What is required: Everything from the line containing "PR #3950, opened 2025-02-25" to the final line of the records below should be given again exactly, and nothing else.

Data listing:

PR #3947, opened 2025-02-25
perf: add log buffer

kolesnikovae:
Use of unbuffered synchronous logger affects ingestion latency. In the worst case, if the output is redirected to a file, and the disk system does not cope with the log rate, it may cause 10+ sec. p99 spikes. The problem here is that distributors are stateless but may suffer from side-effects caused by neighbours, which makes it hard to identify the culprit.

image

image

image

### DIFF
--- a/pkg/phlare/phlare.go
+++ b/pkg/phlare/phlare.go
@@ -14,6 +14,7 @@ import (
 	"slices"
 	"sort"
 	"strings"
+	"time"
 
 	"connectrpc.com/connect"
 	"github.com/go-kit/log"
@@ -326,8 +327,8 @@ func (c *Config) Clone() flagext.Registerer {
 
 type Phlare struct {
 	Cfg    Config
-	logger log.Logger
 	reg    prometheus.Registerer
+	logger *logger
 	tracer io.Closer
 
 	ModuleManager *modules.Manager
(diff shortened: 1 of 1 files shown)


pkg/phlare/phlare.go
```diff
@@ -726,19 +727,35 @@ func (f *Phlare) stopped() {
 			level.Error(f.logger).Log("msg", "error closing tracing", "err", err)
 		}
 	}
+	if err := f.logger.buf.Flush(); err != nil {
+		fmt.Println("error flushing logs:", err)
+	}
 }
 
-func initLogger(logFormat string, logLevel dslog.Level) log.Logger {
-	writer := log.NewSyncWriter(os.Stderr)
```
kolesnikovae, line 732: There's no particular reason to explicitly synchronise stdout/err writes: writes less than 4K (pipe buffer size) are already synchronous, and large outputs such as goroutine dump are not directed to the writer.

kolesnikovae:
I decided to use dskit `BufferedLogger` that does block writes while flushing the buffer. This might be causing issues; I'll revisit this if we encounter any issues

korniltsev (approved):

kolesnikovae:
Unfortunately, it did not really help:

PR #3950, opened 2025-02-25
chore(goreleaser): Fix error handling during release

simonswine:
This weeks release, did fail but the CI pipeline was successful.  This change "should" prevent this from happening.

I will reproduce it and doublecheck the CI build fails


simonswine:
It took a bit more and a few tries:

This is the error case: https://github.com/grafana/pyroscope/actions/runs/13527124425/job/37800413661

and this is when the build is fine: https://github.com/grafana/pyroscope/actions/runs/13527418259/job/37801366464

kolesnikovae (approved):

Your solution:
PR #3950, opened 2025-02-25
chore(goreleaser): Fix error handling during release

simonswine:
This weeks release, did fail but the CI pipeline was successful.  This change "should" prevent this from happening.

I will reproduce it and doublecheck the CI build fails


simonswine:
It took a bit more and a few tries:

This is the error case: https://github.com/grafana/pyroscope/actions/runs/13527124425/job/37800413661

and this is when the build is fine: https://github.com/grafana/pyroscope/actions/runs/13527418259/job/37801366464

kolesnikovae (approved):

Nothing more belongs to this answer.